> [WHAT THE EXERCISE ASKS]: Nothing in the records may be altered; repeat them exactly.
━━ SUPPLIED ENTRIES
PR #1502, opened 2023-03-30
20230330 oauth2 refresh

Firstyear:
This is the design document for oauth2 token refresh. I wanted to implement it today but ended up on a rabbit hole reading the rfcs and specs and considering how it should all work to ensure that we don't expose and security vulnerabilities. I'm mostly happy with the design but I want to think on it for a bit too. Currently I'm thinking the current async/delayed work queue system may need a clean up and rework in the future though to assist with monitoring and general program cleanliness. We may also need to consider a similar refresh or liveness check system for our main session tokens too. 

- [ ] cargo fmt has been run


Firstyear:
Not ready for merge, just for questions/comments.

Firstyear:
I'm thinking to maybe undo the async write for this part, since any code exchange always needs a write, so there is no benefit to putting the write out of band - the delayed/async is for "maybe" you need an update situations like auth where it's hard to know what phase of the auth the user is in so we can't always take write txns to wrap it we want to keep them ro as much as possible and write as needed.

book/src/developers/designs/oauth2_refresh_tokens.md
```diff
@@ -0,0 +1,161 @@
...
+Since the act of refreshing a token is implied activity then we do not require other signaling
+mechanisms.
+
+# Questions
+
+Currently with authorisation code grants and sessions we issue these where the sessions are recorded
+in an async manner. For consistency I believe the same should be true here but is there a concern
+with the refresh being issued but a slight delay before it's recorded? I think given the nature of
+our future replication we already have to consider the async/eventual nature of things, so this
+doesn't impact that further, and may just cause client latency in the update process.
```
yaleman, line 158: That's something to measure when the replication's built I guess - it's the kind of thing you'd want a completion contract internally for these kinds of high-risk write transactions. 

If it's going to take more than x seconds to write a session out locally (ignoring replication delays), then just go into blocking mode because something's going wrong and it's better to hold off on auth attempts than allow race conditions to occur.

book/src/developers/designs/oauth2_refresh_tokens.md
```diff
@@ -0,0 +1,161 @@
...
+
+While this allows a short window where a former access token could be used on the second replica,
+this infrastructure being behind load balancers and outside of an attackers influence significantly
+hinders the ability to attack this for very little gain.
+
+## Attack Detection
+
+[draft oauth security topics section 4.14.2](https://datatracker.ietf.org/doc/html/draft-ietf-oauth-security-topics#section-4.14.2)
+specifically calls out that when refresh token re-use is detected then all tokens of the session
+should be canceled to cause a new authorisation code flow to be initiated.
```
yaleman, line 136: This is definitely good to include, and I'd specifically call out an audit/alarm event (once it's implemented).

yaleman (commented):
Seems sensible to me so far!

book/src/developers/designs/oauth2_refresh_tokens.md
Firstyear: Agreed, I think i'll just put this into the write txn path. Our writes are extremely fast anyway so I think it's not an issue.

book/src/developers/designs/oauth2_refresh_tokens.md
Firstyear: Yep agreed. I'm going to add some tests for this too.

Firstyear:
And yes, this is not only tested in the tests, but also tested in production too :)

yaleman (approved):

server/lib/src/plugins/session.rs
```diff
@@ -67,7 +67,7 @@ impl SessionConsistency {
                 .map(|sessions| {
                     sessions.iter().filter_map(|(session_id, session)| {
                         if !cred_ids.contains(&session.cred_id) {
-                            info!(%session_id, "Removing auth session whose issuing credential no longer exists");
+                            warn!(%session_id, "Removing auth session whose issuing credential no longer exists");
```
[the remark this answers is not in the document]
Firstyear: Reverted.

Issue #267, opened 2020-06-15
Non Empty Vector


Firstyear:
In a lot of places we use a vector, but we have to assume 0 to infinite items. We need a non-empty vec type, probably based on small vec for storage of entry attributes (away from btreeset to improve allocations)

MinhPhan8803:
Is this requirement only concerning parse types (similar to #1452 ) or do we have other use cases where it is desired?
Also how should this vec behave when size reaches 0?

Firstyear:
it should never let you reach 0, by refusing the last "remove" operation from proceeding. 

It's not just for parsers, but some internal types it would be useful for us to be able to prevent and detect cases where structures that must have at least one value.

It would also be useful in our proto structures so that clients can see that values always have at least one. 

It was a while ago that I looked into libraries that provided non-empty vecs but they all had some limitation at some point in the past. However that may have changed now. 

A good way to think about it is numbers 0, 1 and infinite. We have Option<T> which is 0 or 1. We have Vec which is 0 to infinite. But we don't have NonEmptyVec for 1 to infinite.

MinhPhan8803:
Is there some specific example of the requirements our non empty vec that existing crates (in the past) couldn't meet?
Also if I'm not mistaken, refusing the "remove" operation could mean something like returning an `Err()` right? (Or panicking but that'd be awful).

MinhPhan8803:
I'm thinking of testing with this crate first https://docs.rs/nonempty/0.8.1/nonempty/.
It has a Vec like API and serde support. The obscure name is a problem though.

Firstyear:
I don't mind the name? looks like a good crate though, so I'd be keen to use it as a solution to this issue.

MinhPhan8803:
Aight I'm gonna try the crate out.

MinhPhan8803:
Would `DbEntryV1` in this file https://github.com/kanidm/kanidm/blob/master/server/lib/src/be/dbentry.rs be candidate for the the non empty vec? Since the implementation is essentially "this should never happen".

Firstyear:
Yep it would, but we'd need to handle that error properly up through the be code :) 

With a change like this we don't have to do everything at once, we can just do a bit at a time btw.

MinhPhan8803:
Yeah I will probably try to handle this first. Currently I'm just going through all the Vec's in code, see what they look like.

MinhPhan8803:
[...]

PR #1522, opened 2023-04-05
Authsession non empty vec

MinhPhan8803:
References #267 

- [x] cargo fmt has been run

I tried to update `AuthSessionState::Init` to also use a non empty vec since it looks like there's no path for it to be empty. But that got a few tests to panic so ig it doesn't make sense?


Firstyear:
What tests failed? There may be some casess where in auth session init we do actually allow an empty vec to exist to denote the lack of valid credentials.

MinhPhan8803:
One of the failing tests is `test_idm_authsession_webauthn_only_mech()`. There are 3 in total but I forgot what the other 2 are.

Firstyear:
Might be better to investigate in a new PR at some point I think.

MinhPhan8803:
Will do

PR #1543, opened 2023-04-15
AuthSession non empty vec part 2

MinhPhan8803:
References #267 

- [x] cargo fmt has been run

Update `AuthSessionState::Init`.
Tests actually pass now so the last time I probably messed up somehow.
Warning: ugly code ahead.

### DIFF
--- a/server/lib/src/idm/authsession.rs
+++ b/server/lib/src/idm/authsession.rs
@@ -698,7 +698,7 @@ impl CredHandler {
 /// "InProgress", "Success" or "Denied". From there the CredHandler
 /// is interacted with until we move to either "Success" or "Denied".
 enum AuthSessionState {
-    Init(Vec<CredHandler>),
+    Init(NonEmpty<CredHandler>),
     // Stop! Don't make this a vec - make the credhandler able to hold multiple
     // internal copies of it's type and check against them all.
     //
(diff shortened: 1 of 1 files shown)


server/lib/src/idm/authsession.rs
━━━━
> [WRITTEN RESPONSE]:
PR #1502, opened 2023-03-30
20230330 oauth2 refresh

Firstyear:
This is the design document for oauth2 token refresh. I wanted to implement it today but ended up on a rabbit hole reading the rfcs and specs and considering how it should all work to ensure that we don't expose and security vulnerabilities. I'm mostly happy with the design but I want to think on it for a bit too. Currently I'm thinking the current async/delayed work queue system may need a clean up and rework in the future though to assist with monitoring and general program cleanliness. We may also need to consider a similar refresh or liveness check system for our main session tokens too. 

- [ ] cargo fmt has been run


Firstyear:
Not ready for merge, just for questions/comments.

Firstyear:
I'm thinking to maybe undo the async write for this part, since any code exchange always needs a write, so there is no benefit to putting the write out of band - the delayed/async is for "maybe" you need an update situations like auth where it's hard to know what phase of the auth the user is in so we can't always take write txns to wrap it we want to keep them ro as much as possible and write as needed.

book/src/developers/designs/oauth2_refresh_tokens.md
```diff
@@ -0,0 +1,161 @@
...
+Since the act of refreshing a token is implied activity then we do not require other signaling
+mechanisms.
+
+# Questions
+
+Currently with authorisation code grants and sessions we issue these where the sessions are recorded
+in an async manner. For consistency I believe the same should be true here but is there a concern
+with the refresh being issued but a slight delay before it's recorded? I think given the nature of
+our future replication we already have to consider the async/eventual nature of things, so this
+doesn't impact that further, and may just cause client latency in the update process.
```
yaleman, line 158: That's something to measure when the replication's built I guess - it's the kind of thing you'd want a completion contract internally for these kinds of high-risk write transactions. 

If it's going to take more than x seconds to write a session out locally (ignoring replication delays), then just go into blocking mode because something's going wrong and it's better to hold off on auth attempts than allow race conditions to occur.

book/src/developers/designs/oauth2_refresh_tokens.md
```diff
@@ -0,0 +1,161 @@
...
+
+While this allows a short window where a former access token could be used on the second replica,
+this infrastructure being behind load balancers and outside of an attackers influence significantly
+hinders the ability to attack this for very little gain.
+
+## Attack Detection
+
+[draft oauth security topics section 4.14.2](https://datatracker.ietf.org/doc/html/draft-ietf-oauth-security-topics#section-4.14.2)
+specifically calls out that when refresh token re-use is detected then all tokens of the session
+should be canceled to cause a new authorisation code flow to be initiated.
```
yaleman, line 136: This is definitely good to include, and I'd specifically call out an audit/alarm event (once it's implemented).

yaleman (commented):
Seems sensible to me so far!

book/src/developers/designs/oauth2_refresh_tokens.md
Firstyear: Agreed, I think i'll just put this into the write txn path. Our writes are extremely fast anyway so I think it's not an issue.

book/src/developers/designs/oauth2_refresh_tokens.md
Firstyear: Yep agreed. I'm going to add some tests for this too.

Firstyear:
And yes, this is not only tested in the tests, but also tested in production too :)

yaleman (approved):

server/lib/src/plugins/session.rs
```diff
@@ -67,7 +67,7 @@ impl SessionConsistency {
                 .map(|sessions| {
                     sessions.iter().filter_map(|(session_id, session)| {
                         if !cred_ids.contains(&session.cred_id) {
-                            info!(%session_id, "Removing auth session whose issuing credential no longer exists");
+                            warn!(%session_id, "Removing auth session whose issuing credential no longer exists");
```
[the remark this answers is not in the document]
Firstyear: Reverted.

Issue #267, opened 2020-06-15
Non Empty Vector


Firstyear:
In a lot of places we use a vector, but we have to assume 0 to infinite items. We need a non-empty vec type, probably based on small vec for storage of entry attributes (away from btreeset to improve allocations)

MinhPhan8803:
Is this requirement only concerning parse types (similar to #1452 ) or do we have other use cases where it is desired?
Also how should this vec behave when size reaches 0?

Firstyear:
it should never let you reach 0, by refusing the last "remove" operation from proceeding. 

It's not just for parsers, but some internal types it would be useful for us to be able to prevent and detect cases where structures that must have at least one value.

It would also be useful in our proto structures so that clients can see that values always have at least one. 

It was a while ago that I looked into libraries that provided non-empty vecs but they all had some limitation at some point in the past. However that may have changed now. 

A good way to think about it is numbers 0, 1 and infinite. We have Option<T> which is 0 or 1. We have Vec which is 0 to infinite. But we don't have NonEmptyVec for 1 to infinite.

MinhPhan8803:
Is there some specific example of the requirements our non empty vec that existing crates (in the past) couldn't meet?
Also if I'm not mistaken, refusing the "remove" operation could mean something like returning an `Err()` right? (Or panicking but that'd be awful).

MinhPhan8803:
I'm thinking of testing with this crate first https://docs.rs/nonempty/0.8.1/nonempty/.
It has a Vec like API and serde support. The obscure name is a problem though.

Firstyear:
I don't mind the name? looks like a good crate though, so I'd be keen to use it as a solution to this issue.

MinhPhan8803:
Aight I'm gonna try the crate out.

MinhPhan8803:
Would `DbEntryV1` in this file https://github.com/kanidm/kanidm/blob/master/server/lib/src/be/dbentry.rs be candidate for the the non empty vec? Since the implementation is essentially "this should never happen".

Firstyear:
Yep it would, but we'd need to handle that error properly up through the be code :) 

With a change like this we don't have to do everything at once, we can just do a bit at a time btw.

MinhPhan8803:
Yeah I will probably try to handle this first. Currently I'm just going through all the Vec's in code, see what they look like.

MinhPhan8803:
[...]

PR #1522, opened 2023-04-05
Authsession non empty vec

MinhPhan8803:
References #267 

- [x] cargo fmt has been run

I tried to update `AuthSessionState::Init` to also use a non empty vec since it looks like there's no path for it to be empty. But that got a few tests to panic so ig it doesn't make sense?


Firstyear:
What tests failed? There may be some casess where in auth session init we do actually allow an empty vec to exist to denote the lack of valid credentials.

MinhPhan8803:
One of the failing tests is `test_idm_authsession_webauthn_only_mech()`. There are 3 in total but I forgot what the other 2 are.

Firstyear:
Might be better to investigate in a new PR at some point I think.

MinhPhan8803:
Will do

PR #1543, opened 2023-04-15
AuthSession non empty vec part 2

MinhPhan8803:
References #267 

- [x] cargo fmt has been run

Update `AuthSessionState::Init`.
Tests actually pass now so the last time I probably messed up somehow.
Warning: ugly code ahead.

### DIFF
--- a/server/lib/src/idm/authsession.rs
+++ b/server/lib/src/idm/authsession.rs
@@ -698,7 +698,7 @@ impl CredHandler {
 /// "InProgress", "Success" or "Denied". From there the CredHandler
 /// is interacted with until we move to either "Success" or "Denied".
 enum AuthSessionState {
-    Init(Vec<CredHandler>),
+    Init(NonEmpty<CredHandler>),
     // Stop! Don't make this a vec - make the credhandler able to hold multiple
     // internal copies of it's type and check against them all.
     //
(diff shortened: 1 of 1 files shown)


server/lib/src/idm/authsession.rs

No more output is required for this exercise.